I have two different headless Ubuntu servers that I've installed it on this way, and it works great.  (Had to compile from source to remove the GUI.)

----------


## dodo3773

> (Had to compile from source to remove the GUI.)


What make options did you change to remove the gui? Iplist / ipblock comes with a cli version. It is provided with the package. I don't ever use the gui as I wrote a simple bash wrapper to start it and send the log to stdout so this has me a little interested. Also, have you written a script to change out and update lists? Or do you just do it in the config file? 

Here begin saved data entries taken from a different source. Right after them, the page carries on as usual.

PR #360, opened 2024-07-01
Small typo and docstring fixes

domna:
- Adds missing docstrings for `is_a` and `parent_of` relationships
- Fixes a typo and residual code in sibling retrieval
- Renames a function to correctly represent what it does

### DIFF
--- a/src/pynxtools/dataconverter/nexus_tree.py
+++ b/src/pynxtools/dataconverter/nexus_tree.py
@@ -228,6 +228,20 @@ class NexusNode(NodeMixin):
     def search_add_child_for_multiple(
         self, names: Tuple[str, ...]
     ) -> Optional["NexusNode"]:
+        """
+        Searchs and adds a child with one of the names in `names` to the current node.
+        This calls `search_add_child_for` repeatedly until a child is found.
+        The found child is then returned.
+
+        Args:
+            name (Tuple[str, ...]):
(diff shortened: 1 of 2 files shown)


lukaspie:
@domna shall I test this somehow with one of my own files? Or are you sure it's (still) working as intended?

domna:
> @domna shall I test this somehow with one of my own files? Or are you sure it's (still) working as intended?

For the part changed here I'm sure that it does what it should. However, while testing this I found another bug and I would also bring the fix here (which only appears sometimes... so I wasn't quite aware from the start)

lukaspie:
> > @domna shall I test this somehow with one of my own files? Or are you sure it's (still) working as intended?
> 
> For the part changed here I'm sure that it does what it should. However, while testing this I found another bug and I would also bring the fix here (which only appears sometimes... so I wasn't quite aware from the start)



> > @domna shall I test this somehow with one of my own files? Or are you sure it's (still) working as intended?
> 
> For the part changed here I'm sure that it does what it should. However, while testing this I found another bug and I would also bring the fix here (which only appears sometimes... so I wasn't quite aware from the start)

Alright, then just let me know once you have that fix and then I can test it.

domna:
> Alright, then just let me know once you have that fix and then I can test it.

Should be fixed now

lukaspie (approved):
LGTM

PR #362, opened 2024-07-02
Bugfix: Nomad parsing, atom_types mapping on chemical_formula and use of chemical_symbols

mkuehbach:


src/pynxtools/dataconverter/helpers.py
```diff
@@ -810,13 +810,13 @@ def check_for_valid_atom_types(atoms: Union[str, list]):
 
     if isinstance(atoms, list):
         for elm in atoms:
-            if elm not in chemical_symbols:
+            if elm not in chemical_symbols[1::]:
```
domna, line 813:
```suggestion
            if elm not in chemical_symbols[1:]:
```

I also suggest to remove the exception raising and use logging to report that the element was not found.

src/pynxtools/nomad/parser.py
```diff
@@ -383,13 +385,21 @@ def _get_chemical_formulas(self) -> Set[str]:
             if sample.get("atom_types__field") is not None:
                 atom_types = sample.atom_types__field
                 if isinstance(atom_types, list):
-                    atomlist = atom_types
+                    for symbol in atom_types:
+                        if symbol in chemical_symbols[1::]:
```
domna, line 389: I think it would also make sense to emit a warning here that an element was ignored during parsing

src/pynxtools/nomad/parser.py
```diff
@@ -383,13 +385,21 @@ def _get_chemical_formulas(self) -> Set[str]:
...
+                            element_set.add(symbol)
+                    if len(element_set) == 1:
+                        chemical_formulas.add("".join(list(element_set)))
                 # Caution: The element list will be overwritten
                 # in case a single chemical formula is found
-                material.elements = list(set(material.elements) | set(atomlist))
+                material.elements = list(set(material.elements) | element_set)
             if sample.get("chemical_formula__field") is not None:
                 chemical_formulas.add(sample.chemical_formula__field)
```
sanbrock, line 404: The periodic table in NOMAD should be populated from material.elements, so we should not normalise element_set to checmical_formulas because element set does not deal with the ratio of the elements in the formula and can be misinterpreted.

sanbrock (approved):

src/pynxtools/nomad/parser.py
mkuehbach: Agree, implemented

src/pynxtools/nomad/parser.py
mkuehbach: This is what 6d18d6d implemented, in the case that there is really only one element the mapping is possible.
However, I agree with you that even using this special case can be misleading because:
I somebody knows in advance (compared to ones upload to NOMAD) that I populate a field of concept atom_types one agrees that one only indeed lists the elements and thus also accepts that composition information is not recoverable.
Populating the chemical_formula even with a single element can still be factually wrong because NOMAD will pick up on the fact that there is a chemical_formula with in this case one element and concludes that the material is made fully of that element but is not necessarily a correct conclusion that should be NOMADs authority to make.

sanbrock: Exactly. Conclusions, and (respective implementation of) normalisation and visualisation functions in NOMAD shall be fixed, too.

src/pynxtools/dataconverter/helpers.py
mkuehbach: I agree to that in should be captured by the logger, however that is a trickier refactoring that goes beyond the scope of this specific fixing branch. I support that this point should be brought up as an issue that is about "refactor pynxtools nomad nexus parser for using consistent logging and exception handling" key point is: the here mentioned helper function is isolated from the context of the nexus parser class that has a well-defined own logger. Sure one could make a quick solution and pass the logger to the function but I think this is dirty for two reasons: i) this function discussed here has a well-defined task it extracts a string of atom types from a chemical formula if that creates an issue that function should have an own logger but then we have many loggers, the function is used as far as I know only in the pynxtools nexus parser, i.e. therefore it could also well be a class member function of a utility class that gets its own logger that is then connected to the parser logger function,
ii) also there are repetitive checks in several places whether the element is a valid one, I see a point that given the limited usage of the function that it should not at all be required to check if the chemical formula is build from only correct elements, if one could assume that these checks here are even redundant, still of course other issues can happen during the function call and there indeed that function should get a logger, but as I said that function should become a member function of a utility class UNLESS this function is planned to be used outside the pynxtools project for doing this utility task but that execution can again be in a different context with again own different loggers, long short: this is an own issue unrelated to the issue fixed in this pr

domna: You don't need to pass the logger to the function. You can just import `pynxtools.logger` (I'm not sure if this is the exact location) and just use it from there.

We already discussed that we should not raise in pynxtools, because this breaks the parsing of the file completely in nomad, so we should adapt to this here accordingly.

domna: Ah no sorry, we just use normal python logging, see here for an example https://github.com/FAIRmat-NFDI/pynxtools/blob/aec8ab9f070295d38411b666417500bcd2d25a49/src/pynxtools/dataconverter/helpers.py#L45

mkuehbach: implemented

pyproject.toml
```diff
@@ -62,6 +62,10 @@ dev = [
     "uv",
     "pre-commit",
 ]
+nomad_plugin = [
+    "pydantic",
+    "nomad-lab",
+]
```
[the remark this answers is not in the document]
mkuehbach: implemented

For the rest of the posters in this thread: I am downloading an x64 Ubuntu 12.04 iso and I will load it up in VirtualBox and walk you guys through the build process. May be a couple of hours wait. Will let you know.

----------


## dodo3773

Note: You probably don't need to install the "checkinstall" package. I had installed it to build it from source but I realized it was much simpler then that.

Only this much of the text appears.